Dass sich das Wetter nicht jeden Tag von seiner besten Seite zeigte, machte keinem der jungen Wildcamper etwas aus. Selbstständig und gemeinsam kümmerten sich die Kinder um ihr Lager und übernahmen Verantwortung – etwa dann, wenn sie mit einem Messer ihre Wurfstöcke anfertigten. »Wir besprechen gemeinsam, warum es gut ist, ein scharfes Messer zu haben und worauf man gleichzeitig Acht geben muss«, erläuterte Paltsanitidis. Auch das Thema »Feuer« wurde beleuchtet. »Wie mache ich Feuer? Und welche Gefahren birgt es?«, nannte der Wildnispädagoge nur einige Aspekte. Zudem war ein Ausflug in den Wald geplant. Dort sollte es um Tiere und Spuren gehen, aber auch darum, zu lernen, sich aufmerksam in der Natur zu bewegen. »Die Kinder sollen insgesamt eine positive Erfahrung mit ‚Draußen‘ machen«, schilderte Paltsanitidis. Ein wichtiges Grundmotiv seiner Arbeit sei, dass die Mädchen und Jungen vieles selbst entdeckten und durch Fehler und Fragen lernten.
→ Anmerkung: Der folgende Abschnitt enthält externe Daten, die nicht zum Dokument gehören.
Issue #352, opened 2021-07-06
[transforms] Add geometric transformations (train detection models with rotated samples)


charlesmindee:
We need to train our detection models with rotated samples, because for now we support rotation but our models are not fitted to predict rotated boxes, which yields to very poor results.

Ismail-Maj:
Hello,
I don't know if you're open to outsider contribution, but I think there might be a bug in your function (I don't know enough about the flow of the program to tell), line 46 doctr/transforms/functional/pytorch.py.

It's related to this problem: https://www.pyimagesearch.com/2017/01/02/rotate-images-correctly-with-opencv-and-python/
I had the same problem when training my OCR on rotated images, some part of the text went out of bound.

If it is in fact a problem, you could replace rotate from torchvision to imutils.rotate_bound, it's not ideal (extra import, tensor to array) so I think the best way to do it is to calculate the needed padding, pad the image then rotate with torchvision.

fg-mindee:
Hi @Ismail-Maj :wave: 

Thanks for reporting this! I'll take a look at it indeed, fortunately for now we haven't used rotation in our training (only as a preprocessing step in some cases) so there aren't any major consequences on existing checkpoints.

But this could get messy later on so thanks for this :pray: 
We certainly do accept outsider contributors, this is an open-source project, feel free to open issues/PRs :)

charlesmindee:
![Screenshot_2021-09-16 app · Streamlit(1)](https://user-images.githubusercontent.com/70526046/133616968-3d0b20d8-aa64-4b92-a021-d5f182cd02b7.png)
![Screenshot_2021-09-16 app · Streamlit](https://user-images.githubusercontent.com/70526046/133616985-35a965c1-c153-495a-af18-fd73b95b5da4.png)

fg-mindee:
Closed by #765 :rocket:

PR #358, opened 2021-07-06
feat: add rotate in transforms

charlesmindee:
This PR adds a rotate functional transformation in both pt and tf transforms modules.
The function `rotate_boxes` is moved to `utils/geometry.py`, since it is no longer useful only for models (otherwise we need to deal with circular imports).
Updated unitests as well.

Any feedback is welcome!

linked to #352

### DIFF
--- a/doctr/models/detection/differentiable_binarization/base.py
+++ b/doctr/models/detection/differentiable_binarization/base.py
@@ -271,7 +271,7 @@ class _DBNet:
             abs_boxes[:, [1, 3]] *= output_shape[-2]
             abs_boxes = abs_boxes.round().astype(np.int32)
 
-            if self.rotated_bbox:
+            if self.rotated_bbox or abs_boxes.shape[1] == 5:
                 boxes_size = np.minimum(abs_boxes[:, 2], abs_boxes[:, 3])
                 polys = np.stack([
                     rbbox_to_polygon(tuple(rbbox)) for rbbox in abs_boxes  # type: ignore[arg-type]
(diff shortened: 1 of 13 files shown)


doctr/models/detection/differentiable_binarization/base.py
```diff
@@ -271,7 +271,7 @@ def compute_target(
             abs_boxes[:, [1, 3]] *= output_shape[-2]
             abs_boxes = abs_boxes.round().astype(np.int32)
 
-            if self.rotated_bbox:
+            if self.rotated_bbox or abs_boxes.shape[1] == 5:
```
fg-mindee, line 274: If we do this switch, I suggest removing `self.rotated_bbox`

doctr/models/detection/linknet/base.py
```diff
@@ -128,7 +128,7 @@ def compute_target(
             abs_boxes[:, [1, 3]] *= output_shape[-2]
             abs_boxes = abs_boxes.round().astype(np.int32)
 
-            if self.rotated_bbox:
+            if self.rotated_bbox or abs_boxes.shape[1] == 5:
```
fg-mindee, line 131: same here

setup.py
```diff
@@ -84,6 +85,7 @@ def deps_list(*pkgs):
 extras = {}
 extras["tf"] = deps_list("tensorflow")
 extras["tf-cpu"] = deps_list("tensorflow-cpu")
+extras["tfa"] = deps_list("tensorflow-addons")
```
fg-mindee, line 88:
```python
extras["tf"] = deps_list("tensorflow", "tensorflow-addons")
extras["tf-cpu"] = deps_list("tensorflow-cpu", "tensorflow-addons")
```

fg-mindee (changes requested):
Thanks for the PR! I added a few comments

fg-mindee (approved):
Thanks for the edits!

fg-mindee:
@charlesmindee I didn't see it but the mypy job failed :sweat_smile: 
Could you add the corresponding entry to the missing import ignore in `mypy.ini` please? :pray:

Der Wildnispädagoge betonte aber: »Das primäre Ziel ist, dass die Kinder Spaß und Freude haben.«

Die Bildungsferien werden von der Familie-Osthushenrich-Stiftung unterstützt. Es ist bereits der achte Durchlauf. Die Stiftung hat im Laufe der Zeit bereits über 100.000 Euro zur Verfügung gestellt. Und nach wie vor erfreut sich das Angebot großen Interesses. Allein für die Osterferien gab es 169 Anmeldungen für die verschiedenen Veranstaltungen. Die Anmeldungen für das ganze Jahr belaufen sich derzeit auf insgesamt 615. In diesem Jahr werden 67 unterschiedliche Projekte angeboten.